§ **What the exercise asks**: Each line below should be restated word for word.

Collected data entries:

——

PR #36, opened 2021-08-03
test VM CPU and memory overcommit

guangyee:
1. Test VM instance unschedulable when CPU is 10000
2. Test VM instance unschedulable when memory is 10000

Also refactored utils to make the code sharable.


chajain (approved):
Looks Good

PR #39, opened 2021-08-05
fix nodeName KeyError failures

mbelur:
Add additional checks to ensure that the
VM is Running and the host nodeName is available.

### DIFF
--- a/harvester_e2e_tests/utils.py
+++ b/harvester_e2e_tests/utils.py
@@ -252,7 +252,7 @@ def restart_vm(admin_session, harvester_api_endpoints, previous_uid, vm_name,
 def assert_vm_restarted(admin_session, harvester_api_endpoints,
                         previous_uid, vm_name, wait_timeout):
     # give it some time for the VM instance to restart
-    time.sleep(120)
+    time.sleep(180)
 
     def _check_vm_instance_restarted():
         resp = admin_session.get(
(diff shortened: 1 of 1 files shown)


harvester_e2e_tests/scenarios/test_vm_negatives.py
```diff
@@ -65,6 +66,24 @@ def test_host_shutdown(self, request, admin_session,
     @pytest.mark.host_management
     def test_delete_vm_while_host_shutdown(self, request, admin_session,
                                            harvester_api_endpoints, basic_vm):
+        def _check_vm_instance_nodename():
+            resp = admin_session.get(
+                harvester_api_endpoints.get_vm_instance % (
```
guangyee, line 71: suggest using utils.lookup_vm_instance(). Also make `vm_instance_josn` and `nonlocal` inside the `_check_vm_instance_nodename()` function so we don't need line 88-89 anymore.

harvester_e2e_tests/scenarios/test_vm_negatives.py
```diff
@@ -82,6 +101,24 @@ def test_delete_vm_while_host_shutdown(self, request, admin_session,
     @pytest.mark.host_management
     def test_vm_after_host_reboot(self, request, admin_session,
                                   harvester_api_endpoints, basic_vm):
+        def _check_vm_instance_nodename():
```
guangyee, line 104: maybe we can move this code to utils.py so they can be shared. Perhaps putting it into `lookup_vm_instance()` and add an `ensure_running` parameter?

guangyee (approved):
lgtm

PR #40, opened 2021-08-05
Fix host maintenance test

guangyee:
Use direct API endpoints from the template instead of relying on the links.
Also account for HTTP 409 on update by using polling.


mbelur (approved):
LGTM!

PR #41, opened 2021-08-12
Edit VM from YMAL to add Advanced Config

chajain:
Edit a VM from the form to add user data
Edit a VM from the form to add network data


harvester_e2e_tests/scenarios/test_create_vm.py
```diff
@@ -219,6 +220,51 @@ def test_create_update_vm_machine_type(request, admin_session, image, keypair,
...
+                                    user_data_with_guest_agent, network_data):
+    # make sure the VM instance is successfully created
+    vm_instance_json = utils.lookup_vm_instance(
+        admin_session, harvester_api_endpoints, single_vm)
+    vm_name = single_vm['metadata']['name']
+    previous_uid = vm_instance_json['metadata']['uid']
+    vol_data = single_vm['spec']['template']['spec']['volumes']
+    assert 'cloudInitNoCloud' not in vol_data
+    userdata = user_data_with_guest_agent.replace('\\n', '\n')
+    netdata = network_data.replace('\\n', '\n')
```
guangyee, line 235: I don't we need to do this as the fixture has already returning the correct format. See
https://github.com/harvester/tests/blob/main/harvester_e2e_tests/fixtures/vm.py#L44

harvester_e2e_tests/scenarios/test_create_vm.py
```diff
@@ -219,6 +220,51 @@ def test_create_update_vm_machine_type(request, admin_session, image, keypair,
                 utils.delete_vm(request, admin_session,
                                 harvester_api_endpoints, vm_json)
 
+
+def test_create_update_vm_user_data(request, admin_session, image, single_vm,
```
guangyee, line 224: I think we need to make the test with the `public_network` marker since we should verify that the updated VM can be SSH into with the updated user credential.

harvester_e2e_tests/scenarios/test_create_vm.py
```diff
@@ -219,6 +220,51 @@ def test_create_update_vm_machine_type(request, admin_session, image, keypair,
...
+    found = False
+    for i in updated_vol_data:
+        if i['name'] == 'cloudinitdisk':
+            if (i['cloudInitNoCloud']['networkData'] == netdata and
+                    i['cloudInitNoCloud']['userData'] == userdata):
+                found = True
+                break
+
+    assert found, 'Failed to update VM %s to add userDate & NetworkData' % (
+        vm_name)
```
guangyee, line 266: We should reboot the VM to ensure the changes works by successfully SSH into the VM.

PR #47, opened 2021-08-26
Adding terraform test for creating an image

chajain:
Added a test to create images using terraform commands


chajain:
Creating another PR

PR #49, opened 2021-09-01
Added Windows Image - Single VM and Multiple VM test

yarunachalam:


config.yml
```diff
@@ -27,3 +27,4 @@ rancher-endpoint: ~
 
 node-scripts-location: 'scripts/vagrant'
 
+win-image-url: 'http://10.84.144.252/meera/ws2016.qcow2'
```
mbelur, line 30: can we set the default value of win-image-url to None and in the test check if it's not configured as None, then run the test?

mbelur (changes requested):

config.yml
guangyee: We'll need a conditional market for this. I'll implement it in a follow-on patch.

guangyee (approved):
LGTM

config.yml
mbelur: ok sounds good.

mbelur (approved):

PR #52, opened 2021-09-08
Fix test breakages

guangyee:
Fix test breakages relating to:

1) API changes for the images where "sourceType" is required.
2) timing delaying for the volume state change when their owning
   VM is deleted
3) implement enable/disable maintenance as they are not longer part
   of action links


chajain (approved):
Looks good

mbelur (approved):
LGTM

PR #53, opened 2021-09-13
Test - Edit a VM and add install Enable usb tablet option

yarunachalam:
Test - Edit a VM and add install Enable usb tablet option


guangyee (approved):
looks good!

PR #55, opened 2021-09-15
Terraform apis/scenarios tests

chajain:
Added the terraform apis tests for images, volumes, keypair and network
Added scenario test for creating virtual machine using terraform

——

§ **Output of the exercise**:
PR #36, opened 2021-08-03
test VM CPU and memory overcommit

guangyee:
1. Test VM instance unschedulable when CPU is 10000
2. Test VM instance unschedulable when memory is 10000

Also refactored utils to make the code sharable.


chajain (approved):
Looks Good

PR #39, opened 2021-08-05
fix nodeName KeyError failures

mbelur:
Add additional checks to ensure that the
VM is Running and the host nodeName is available.

### DIFF
--- a/harvester_e2e_tests/utils.py
+++ b/harvester_e2e_tests/utils.py
@@ -252,7 +252,7 @@ def restart_vm(admin_session, harvester_api_endpoints, previous_uid, vm_name,
 def assert_vm_restarted(admin_session, harvester_api_endpoints,
                         previous_uid, vm_name, wait_timeout):
     # give it some time for the VM instance to restart
-    time.sleep(120)
+    time.sleep(180)
 
     def _check_vm_instance_restarted():
         resp = admin_session.get(
(diff shortened: 1 of 1 files shown)


harvester_e2e_tests/scenarios/test_vm_negatives.py
```diff
@@ -65,6 +66,24 @@ def test_host_shutdown(self, request, admin_session,
     @pytest.mark.host_management
     def test_delete_vm_while_host_shutdown(self, request, admin_session,
                                            harvester_api_endpoints, basic_vm):
+        def _check_vm_instance_nodename():
+            resp = admin_session.get(
+                harvester_api_endpoints.get_vm_instance % (
```
guangyee, line 71: suggest using utils.lookup_vm_instance(). Also make `vm_instance_josn` and `nonlocal` inside the `_check_vm_instance_nodename()` function so we don't need line 88-89 anymore.

harvester_e2e_tests/scenarios/test_vm_negatives.py
```diff
@@ -82,6 +101,24 @@ def test_delete_vm_while_host_shutdown(self, request, admin_session,
     @pytest.mark.host_management
     def test_vm_after_host_reboot(self, request, admin_session,
                                   harvester_api_endpoints, basic_vm):
+        def _check_vm_instance_nodename():
```
guangyee, line 104: maybe we can move this code to utils.py so they can be shared. Perhaps putting it into `lookup_vm_instance()` and add an `ensure_running` parameter?

guangyee (approved):
lgtm

PR #40, opened 2021-08-05
Fix host maintenance test

guangyee:
Use direct API endpoints from the template instead of relying on the links.
Also account for HTTP 409 on update by using polling.


mbelur (approved):
LGTM!

PR #41, opened 2021-08-12
Edit VM from YMAL to add Advanced Config

chajain:
Edit a VM from the form to add user data
Edit a VM from the form to add network data


harvester_e2e_tests/scenarios/test_create_vm.py
```diff
@@ -219,6 +220,51 @@ def test_create_update_vm_machine_type(request, admin_session, image, keypair,
...
+                                    user_data_with_guest_agent, network_data):
+    # make sure the VM instance is successfully created
+    vm_instance_json = utils.lookup_vm_instance(
+        admin_session, harvester_api_endpoints, single_vm)
+    vm_name = single_vm['metadata']['name']
+    previous_uid = vm_instance_json['metadata']['uid']
+    vol_data = single_vm['spec']['template']['spec']['volumes']
+    assert 'cloudInitNoCloud' not in vol_data
+    userdata = user_data_with_guest_agent.replace('\\n', '\n')
+    netdata = network_data.replace('\\n', '\n')
```
guangyee, line 235: I don't we need to do this as the fixture has already returning the correct format. See
https://github.com/harvester/tests/blob/main/harvester_e2e_tests/fixtures/vm.py#L44

harvester_e2e_tests/scenarios/test_create_vm.py
```diff
@@ -219,6 +220,51 @@ def test_create_update_vm_machine_type(request, admin_session, image, keypair,
                 utils.delete_vm(request, admin_session,
                                 harvester_api_endpoints, vm_json)
 
+
+def test_create_update_vm_user_data(request, admin_session, image, single_vm,
```
guangyee, line 224: I think we need to make the test with the `public_network` marker since we should verify that the updated VM can be SSH into with the updated user credential.

harvester_e2e_tests/scenarios/test_create_vm.py
```diff
@@ -219,6 +220,51 @@ def test_create_update_vm_machine_type(request, admin_session, image, keypair,
...
+    found = False
+    for i in updated_vol_data:
+        if i['name'] == 'cloudinitdisk':
+            if (i['cloudInitNoCloud']['networkData'] == netdata and
+                    i['cloudInitNoCloud']['userData'] == userdata):
+                found = True
+                break
+
+    assert found, 'Failed to update VM %s to add userDate & NetworkData' % (
+        vm_name)
```
guangyee, line 266: We should reboot the VM to ensure the changes works by successfully SSH into the VM.

PR #47, opened 2021-08-26
Adding terraform test for creating an image

chajain:
Added a test to create images using terraform commands


chajain:
Creating another PR

PR #49, opened 2021-09-01
Added Windows Image - Single VM and Multiple VM test

yarunachalam:


config.yml
```diff
@@ -27,3 +27,4 @@ rancher-endpoint: ~
 
 node-scripts-location: 'scripts/vagrant'
 
+win-image-url: 'http://10.84.144.252/meera/ws2016.qcow2'
```
mbelur, line 30: can we set the default value of win-image-url to None and in the test check if it's not configured as None, then run the test?

mbelur (changes requested):

config.yml
guangyee: We'll need a conditional market for this. I'll implement it in a follow-on patch.

guangyee (approved):
LGTM

config.yml
mbelur: ok sounds good.

mbelur (approved):

PR #52, opened 2021-09-08
Fix test breakages

guangyee:
Fix test breakages relating to:

1) API changes for the images where "sourceType" is required.
2) timing delaying for the volume state change when their owning
   VM is deleted
3) implement enable/disable maintenance as they are not longer part
   of action links


chajain (approved):
Looks good

mbelur (approved):
LGTM

PR #53, opened 2021-09-13
Test - Edit a VM and add install Enable usb tablet option

yarunachalam:
Test - Edit a VM and add install Enable usb tablet option


guangyee (approved):
looks good!

PR #55, opened 2021-09-15
Terraform apis/scenarios tests

chajain:
Added the terraform apis tests for images, volumes, keypair and network
Added scenario test for creating virtual machine using terraform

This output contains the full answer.